その日から、私はフルートの練習に励んだ。
シルフィのせいで、あの大ホールを使いにくくなってしまったが、代わりにいい場所を見つけた。
誰にも邪魔をされない、城の裏口から出たところにある静かな空間。
背の高い木が風に揺られてさらさらと涼しい音を立てる。
間から差す木漏れ日が心地いい。
私はその一画を『緑の公園』と呼んでいた。
「あぁー、いつ来ても気持ちがいいなぁー」
フルートを吹き終わった私は、うんと体を伸ばした。
練習を始めて早五日。
上手くなっているのかどうかは自分にはよく分からないが、時々聴きにやってくるレッテやロビンは日に日に上達していると言ってくれている。
私はこのぽかぽか陽気と風の心地よさに、だんだんうとうとしてきた。
「ちょっとだけ・・・目を閉じるだけ・・・」
と言いながら、私は深い眠りに落ちた。
「・・・起きて、もう陽が沈みますよ」
誰かに肩を揺さぶられ、私はハッとして飛び起きた。
あたりは夕焼け。
結構眠ってしまったようだ。
「わっ、もうこんな時間!起こしてくれてありが・・・」
私は相手を見るなり絶句した。
黒いフード、黒いマント。
全身真っ黒な服装をして私の目の前に立っていたのはあのウィリアム・ゼノンだった。
あまりに驚きすぎて、口をパクパクさせてしまった。
「こんなところで寝ていては、風邪を引きますよ。早く自分の部屋にお戻りなさい」
そう言って、私の手を取ると城の裏口まで誘った。
私は緊張の中、一応お礼だけは言って、慌てて自分の部屋まで走って行った。
ベッドに飛び込む。
心臓はバクバクだった。
初めてあんなに至近距離で見た。
でも、夕暮れ時で顔はよく分からなかった。
別段、何をされたわけでもなかったが、とにかく恐かった。
そして私は重大な忘れ物をしたことにようやく気付く。
「あーーーー!フルートッ!!ゼノンに気を取られて置いてきちゃった!!やばい・・・」
急いで取りに戻る。
まだゼノンがいるかもしれない。
私はそぉーっと裏口のドアを開けた。
「ほっ・・・。

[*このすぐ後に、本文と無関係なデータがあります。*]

PR #54, opened 2020-08-10
Add HeaderSizeError for downstream consumers to match on

Daenyth:
When raising header size mismatches, use this specific error.

It will cause, for example, exception reporting software like Sentry to
correlate these exceptions separately from logical errors like a bad Decoder

This should be backwards compatible since it's a subclass


satabin:
While we are at it, could it make sense to also have two extra fields `actual` and `expected`?

Daenyth:
I thought about that, but it wasn't clear to me that it was useful beyond just knowing *that* it happened. But it's cheap to add, so sure.

PR #59, opened 2020-09-28
Switch to sbt

satabin:
mill is a nice tool but not mature enough and results in some
random instabilities from time to time (basically, whenever version is
upgraded).
sbt has problems on its own, but a better and more richer ecosystem and
support.


satabin:
This time the PR is ready for real! If you can have a quick look at it, it would be great.

cquiroz (approved):
Looks great, I could take  a stab at cross compiling to js

ybasket (approved):
Looks good!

誰もいない」
一安心して、もう暗くなってしまった『緑の公園』に入った。しかし・・・
「ない・・・。フルートがどこにもない・・・。うそでしょう・・・!?」
そこにあったはずのフルートは見当たらなかった。
あの時眠りさえしなければ・・・。
私は自分を悔やんだ。
とにかく、騒いでも仕方がないので、冷静になって考えた。
「ゼノンが持って行っちゃったのかもしれない・・・」
完全になくしてしまうよりは誰かが持っていてくれる方がマシだ。
でも、それがゼノンとは・・・。
「メグミ?」
後ろから呼ばれてビクッとする。
ロビンだった。
「まだ練習してたの?」
「ち、ちちち違うよ!散歩散歩!夜の風も気持ちいいからさ!」
フルートをなくしましたなんて、口が裂けても言えない。
「そうなんだ。でも、夜は冷えるからあんまり外に出ない方がいいよ?」
「う、うん。そうだね!あのさ、ロビン。その・・・ゼノンってどのあたりで生活してるか知ってる?」
「急にどうして?彼に用事でもあるの?」
「い、いや・・・。皆が危険だって言うから、間違って近づかないように場所を知っておこうかなーって」
「ゼノン、そんなに危険な奴じゃないと思うけど。彼の部屋は城の西側の塔の上にあるよ。一人で寂しがってるかもしれないから、そんなに警戒せずに時々遊びに行ってあげてよ」
「えぇ!?でも、レッテにはゼノンには関わるなって言われたんだけど・・・」
一体、どっちを信じればいいの?
「レッテにはレッテの、僕には僕の意見がある。一致しないことだって、そりゃあるさ。君は君の思うようにすればいい」
ロビンは懐中時計を見た。
「会議の時間だ。僕はもう行くよ。じゃあね」
相変わらず、忙しそうだ。
どちらの意見を聞くかはこの際関係ない。
ゼノンならフルートのことを知っているかもしれない。
どちらにしろ、会いに行かざるを得ないのだ。
「ちょっと恐いけど、行くだけ行ってみよう」
私は西へ、ゼノンの部屋を目指した。